[Opening Input for this task section]
PR #6917, opened 2026-06-26
fix(l1): run and correctly grade Amsterdam state ef-tests

ilitteri:
**Motivation**

The Amsterdam state ef-tests were silently skipped (Amsterdam not in the runner's default fork list), and the intrinsic-gas insufficiency grading did not match the spec's single combined exception.

**Description**

- Enable the Amsterdam fork in the state ef-test runner's default fork list so the `state_tests/for_amsterdam` fixtures are executed instead of skipped.
- Accept the intrinsic-gas and calldata-floor insufficiency exceptions interchangeably (`IntrinsicGasTooLow` / `IntrinsicGasBelowFloorGasCost`): the Amsterdam spec raises a single `InsufficientTransactionGasError` for both, so the EEST sub-label is finer than consensus and a spec-faithful rejection must be accepted for either expected label. The intrinsic-gas computation is unchanged.
- Fix the exception-name mapping typo `INTRINSIC_BELOW_FLOOR_GAS_COST` → `INTRINSIC_GAS_BELOW_FLOOR_GAS_COST` to match the canonical EEST name.

**Checklist**

### DIFF
--- a/tooling/ef_tests/state/runner/levm_runner.rs
+++ b/tooling/ef_tests/state/runner/levm_runner.rs
@@ -337,6 +337,17 @@ fn exception_is_expected(
                 TransactionExpectedException::IntrinsicGasBelowFloorGasCost,
                 VMError::TxValidation(TxValidationError::IntrinsicGasBelowFloorGasCost)
             ) | (
+                // The spec raises a single InsufficientTransactionGasError for both the
+                // intrinsic-gas and calldata-floor insufficiency cases (amsterdam
+                // transactions.py: `Insufficient intrinsic gas` / `Insufficient calldata
+                // floor`), so the TooLow vs BelowFloor distinction is finer than the spec
+                // defines. Accept either spec-faithful rejection for the other's label.
+                TransactionExpectedException::IntrinsicGasTooLow,
+                VMError::TxValidation(TxValidationError::IntrinsicGasBelowFloorGasCost)
+            ) | (
+                TransactionExpectedException::IntrinsicGasBelowFloorGasCost,
+                VMError::TxValidation(TxValidationError::IntrinsicGasTooLow)
+            ) | (
                 TransactionExpectedException::InsufficientAccountFunds,
                 VMError::TxValidation(TxValidationError::InsufficientAccountFunds)
             ) | (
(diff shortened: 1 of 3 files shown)


edg-l (approved):

tooling/ef_tests/state/runner/levm_runner.rs
```diff
@@ -336,6 +336,17 @@ fn exception_is_expected(
...
+                // intrinsic-gas and calldata-floor insufficiency cases (amsterdam
+                // transactions.py: `Insufficient intrinsic gas` / `Insufficient calldata
+                // floor`), so the TooLow vs BelowFloor distinction is finer than the spec
+                // defines. Accept either spec-faithful rejection for the other's label.
+                TransactionExpectedException::IntrinsicGasTooLow,
+                VMError::TxValidation(TxValidationError::IntrinsicGasBelowFloorGasCost)
+            ) | (
+                TransactionExpectedException::IntrinsicGasBelowFloorGasCost,
+                VMError::TxValidation(TxValidationError::IntrinsicGasTooLow)
             ) | (
```
ElFantasma, line 350: Scope question: `exception_is_expected` doesn't take the fork as a parameter, so this cross-acceptance applies to every fork the runner iterates — Paris, Shanghai, Cancun, Prague, Osaka, Amsterdam. The comment's spec citation ("Amsterdam transactions.py") is correct for Amsterdam, but pre-Amsterdam forks do distinguish the two errors:

- Pre-Prague: `IntrinsicGasBelowFloorGasCost` shouldn't even be reachable (EIP-7623 lands in Prague). If LEVM ever returns it on Paris/Shanghai/Cancun, this match arm would silently accept what's actually a wrong-error bug.
- Prague/Osaka: the spec keeps them distinct; a label mismatch on a non-Amsterdam test would now pass where it would previously have flagged.

In practice this is probably a no-op (LEVM's pre-EIP-7623 paths can't reach `IntrinsicGasBelowFloorGasCost`, and the Prague EEST suite is unlikely to swap labels), but you can pin the scope by threading the fork into `exception_is_expected` and gating those two cross arms behind `fork >= Amsterdam`. Non-blocking — flagging because the comment locks the rationale to Amsterdam while the code does not.

ElFantasma (approved):
Just one scope question, it LGTM

ilitteri:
[Closing Input for this task section]
— Work instruction —
In the records above, find every line with the word "question" and copy it.

— Exercise answer —
ElFantasma, line 350: Scope question: `exception_is_expected` doesn't take the fork as a parameter, so this cross-acceptance applies to every fork the runner iterates — Paris, Shanghai, Cancun, Prague, Osaka, Amsterdam. The comment's spec citation ("Amsterdam transactions.py") is correct for Amsterdam, but pre-Amsterdam forks do distinguish the two errors:
Just one scope question, it LGTM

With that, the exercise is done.